Court tells cops it has to cover company losses if it loses ‘novel’ proceeds of crime case
The proceeds of crime case against a business owner over health and safety breaches has taken a high risk turn for police with the High Court saying a loss could see the taxpayer covering losses sustained by the company.
Company owner Ron Salter had already been fined and served a home detention sentence when police executed search warrants and served restraining orders across his business, home and other assets.
It placed a freeze across four properties worth $10 million and a business Salter had spent 40 years building up from nothing.
The basis of the police case was that his business, Salters Cartage Limited, was “systemically non-compliant with health and safety and hazardous substances law” and operated “blatantly and dangerously for at least seven years”.
As a result, police claimed, Salters Cartage Ltd earnings were “unlawfully derived” and there would be a later application made to recover “unlawful benefits”.
In a High Court judgment, Justice Matthew Palmer said the police’s case against Ron Salter could impact on the sale price of the business and hurt its ability to borrow money.
“I order that the Commissioner of Police grant an undertaking that he will comply with any order for the payment of damages and costs to compensate the respondents for any damage and costs sustained as a consequence of the restraining orders.”
He called the case “novel”: “The proceeds of crime regime has not before been applied to an ordinary commercial business that has committed health and safety or hazardous substances offences.”
Palmer added that “the Commissioner (of Police) has an arguable case that could result in some sort of forfeiture orders”, but it was too early to properly assess the strength of the case.
Jamey Lee Bowring, 24, was killed at Salters Cartage’s Wiri yard in 2015 after a large waste fuel tank on which he was welding exploded. Salter – and the company – pleaded guilty to a string of health and safety, and hazardous substances, charges brought by WorkSafe. About $400,000 in fines were ordered and Salter was sentenced to 4½ months’ home detention.
The police action – which came after the WorkSafe prosecution – saw Salter tell the Herald last year: “I’d done my time, paid the fines. I thought I’d done everything and it was all over.”
The place where Bowring died was the base of a company built by Salter over about 40 years, collecting hazardous substances including waste oil and recycling it. The company now had a fleet of trucks, 25 staff and around 3000 customers.
Ron Mansfield QC, acting for Salter, had told the court the case was “an unprecedented test case” as it was the first time police had used the proceeds of crime law to restrain a legitimate business over health and safety, and hazardous substances, allegations.
He said “loss is both likely and significant” as a result of the impact on the business to be agile, or expand, with constraints on borrowing because of the court orders.
“The Salters can either sell significantly below market value or continue to operate the SCL Group with one hand tied behind its back,” said Mansfield.
“If losses are suffered, the Commissioner should be accountable, if he is unsuccessful. If losses are not suffered or the Commissioner’s case is as strong as he claims, then he has nothing to fear.”
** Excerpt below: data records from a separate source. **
Issue #1168, opened 2025-07-04
Upload demo datasets for StackPyramid to HF.


StoneT2000:

chenyenru:
Added a pull request to the ManiSkill HF Dataset as well. Please take a look, thanks!

https://huggingface.co/datasets/haosulab/ManiSkill_Demonstrations/discussions/1/files

chenyenru:
Here's the result for DP state-based training on StackPyramid-v1: https://wandb.ai/yec01764/ManiSkill/runs/cu66scuf

PR #1172, opened 2025-07-05
[Feature] Add StackPyramid-v1 in motionplanning and il benchmark replay script

chenyenru:
Per https://github.com/haosulab/ManiSkill/issues/1168


StoneT2000:
Also forgot to mention this needs to be updated so users can download it with a reference to env id only:

https://github.com/haosulab/ManiSkill/blob/main/mani_skill/utils/download_demo.py#L27

@chenyenru

chenyenru:
thanks for the comprehensive check, just added it to the script!

StoneT2000 (approved):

Lawyers acting for police – Mark Harborow and David Wiseman of Meredith Connell – had rejected the claim it was a “test case” and said no undertaking was required.
“The (Criminal Proceeds Recovery) Act does not distinguish between criminal offending involving drug dealing and breach of health and safety requirements.
“It is a straightforward application of the act to serious offending that generated significant financial reward with full knowledge of the numerous illegalities. It is profit-motivated criminal offending.”
Police rejected that the restraining order had stifled the business, saying revenue had grown and a sale could still proceed.
Palmer’s High Court judgment said ordering an undertaking – having the Crown underwrite losses caused by an unsuccessful police case – was a rare event.
He referred to case law which expressed concern over binding police to undertakings over damages or costs. In a prior case, to which he referred, it was said police could “become excessively cautious and be inhibited from seeking restraining orders because of the spectre of having to face a damages claim” – a position contrary to the public interest.
However, Palmer said: “There is a public interest in ensuring the proceeds of crime regime operates effectively and a public interest in protecting those subject to it from potential injustice.”
He said he had not been convinced the restraining orders were having a day-to-day impact on the business, although there was an impact on the ability to borrow and for how much the business might be sold.
Palmer said an undertaking by the Commissioner could help police be more responsive to any commercially-driven changes needed to the restraining orders.
He also rejected the claim police actions in pursuing this case would be “chilled” by an undertaking – “the New Zealand Police are made of sterner and more reasonable stuff”.
A spokesman for Salter welcomed the judgment, describing the police case as “experimental”.
The spokesman, Matthew Blomfield, said the proceeds of crime legislation had shifted from being used to “prevent criminals from profiting from their actual and known criminal offending”.
“The Commissioner wants more. He wants to turn the (act) into his own revenue collecting machine. He wants to turn that machine on any business that commits any offence.
“Thankfully, the court has stepped in and said that is not fair or just – if you lose, you compensate like any other civil litigant would be required to do.”